PR #10092, opened 2020-09-25
Consider `swift_versions` attribute for detecting if a pod uses Swift - V2 🌈

gyfelton:
the original PR: https://github.com/CocoaPods/CocoaPods/pull/8762 is declined at the end because @dnkoutso raised a concern that "s.swift_versions DSL is currently a root attribute, This means a pod target will be considered as if its using Swift across all of its subspecs whereas some subspecs or tests specs or app specs might not." This is a totally legit concern.

What this PR in addition is that the use of 's.swift_version' strictly applies to a pod that has no source code for itself as well its subspecs (what this issue entails [#8649](https://github.com/CocoaPods/CocoaPods/issues/8649). `should_build` is therefore `false` and the whole pod target can be treated as a single "item". In this case the best way that we know to deduce whether it uses Swift or not is through the `swift_version` attribute. And it does not impact subspecs because there is nothing to be built for subspecs (if any).


CHANGELOG.md
```diff
@@ -26,7 +26,11 @@ To install release candidates run `[sudo] gem install cocoapods --pre`
   [Sebastian Shanus](https://github.com/sebastianv1)
   [#10016](https://github.com/CocoaPods/CocoaPods/pull/10016)
 
-
+* Correctly detect that a prebuilt pod uses Swift.
```
dnkoutso, line 29: nit: add two empty spaces at the end of this line for markdown formatting

spec/unit/target/pod_target_spec.rb
```diff
@@ -634,6 +634,11 @@ module Pod
           @pod_target.uses_swift?.should == true
         end
 
+        it 'returns that it uses swift with a pre built vendored framework and specifying swift_versions' do
```
dnkoutso, line 637: did you verify the test fails without your change and then goes green with your change? I often do that to avoid false positives!

lib/cocoapods/target/pod_target.rb
```diff
@@ -302,14 +302,14 @@ def app_spec_consumers
     end
 
     # @return [Boolean] Whether the target uses Swift code. This excludes source files from non library specs.
+    # Note that if a target contains no source code, we fallback to check if it indicates a swift version
```
dnkoutso, line 305: nit: I think the formatting in this line is off, also missing period.

dnkoutso (approved):

dnkoutso:
cc @paulb777 and maybe @amorde who were original reviewers in https://github.com/CocoaPods/CocoaPods/pull/8762

spec/unit/target/pod_target_spec.rb
gyfelton: yeah i usually do this but today I was being lazy :( let me break it then put this back

gyfelton: revert my change and verified that it failed

amorde (approved):

paulb777 (approved):

gyfelton:
failed on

**Prompt:** Nothing should be left out: copy the material exactly.

**Result of this exercise:**
PR #10092, opened 2020-09-25
Consider `swift_versions` attribute for detecting if a pod uses Swift - V2 🌈

gyfelton:
the original PR: https://github.com/CocoaPods/CocoaPods/pull/8762 is declined at the end because @dnkoutso raised a concern that "s.swift_versions DSL is currently a root attribute, This means a pod target will be considered as if its using Swift across all of its subspecs whereas some subspecs or tests specs or app specs might not." This is a totally legit concern.

What this PR in addition is that the use of 's.swift_version' strictly applies to a pod that has no source code for itself as well its subspecs (what this issue entails [#8649](https://github.com/CocoaPods/CocoaPods/issues/8649). `should_build` is therefore `false` and the whole pod target can be treated as a single "item". In this case the best way that we know to deduce whether it uses Swift or not is through the `swift_version` attribute. And it does not impact subspecs because there is nothing to be built for subspecs (if any).


CHANGELOG.md
```diff
@@ -26,7 +26,11 @@ To install release candidates run `[sudo] gem install cocoapods --pre`
   [Sebastian Shanus](https://github.com/sebastianv1)
   [#10016](https://github.com/CocoaPods/CocoaPods/pull/10016)
 
-
+* Correctly detect that a prebuilt pod uses Swift.
```
dnkoutso, line 29: nit: add two empty spaces at the end of this line for markdown formatting

spec/unit/target/pod_target_spec.rb
```diff
@@ -634,6 +634,11 @@ module Pod
           @pod_target.uses_swift?.should == true
         end
 
+        it 'returns that it uses swift with a pre built vendored framework and specifying swift_versions' do
```
dnkoutso, line 637: did you verify the test fails without your change and then goes green with your change? I often do that to avoid false positives!

lib/cocoapods/target/pod_target.rb
```diff
@@ -302,14 +302,14 @@ def app_spec_consumers
     end
 
     # @return [Boolean] Whether the target uses Swift code. This excludes source files from non library specs.
+    # Note that if a target contains no source code, we fallback to check if it indicates a swift version
```
dnkoutso, line 305: nit: I think the formatting in this line is off, also missing period.

dnkoutso (approved):

dnkoutso:
cc @paulb777 and maybe @amorde who were original reviewers in https://github.com/CocoaPods/CocoaPods/pull/8762

spec/unit/target/pod_target_spec.rb
gyfelton: yeah i usually do this but today I was being lazy :( let me break it then put this back

gyfelton: revert my change and verified that it failed

amorde (approved):

paulb777 (approved):

gyfelton:
failed on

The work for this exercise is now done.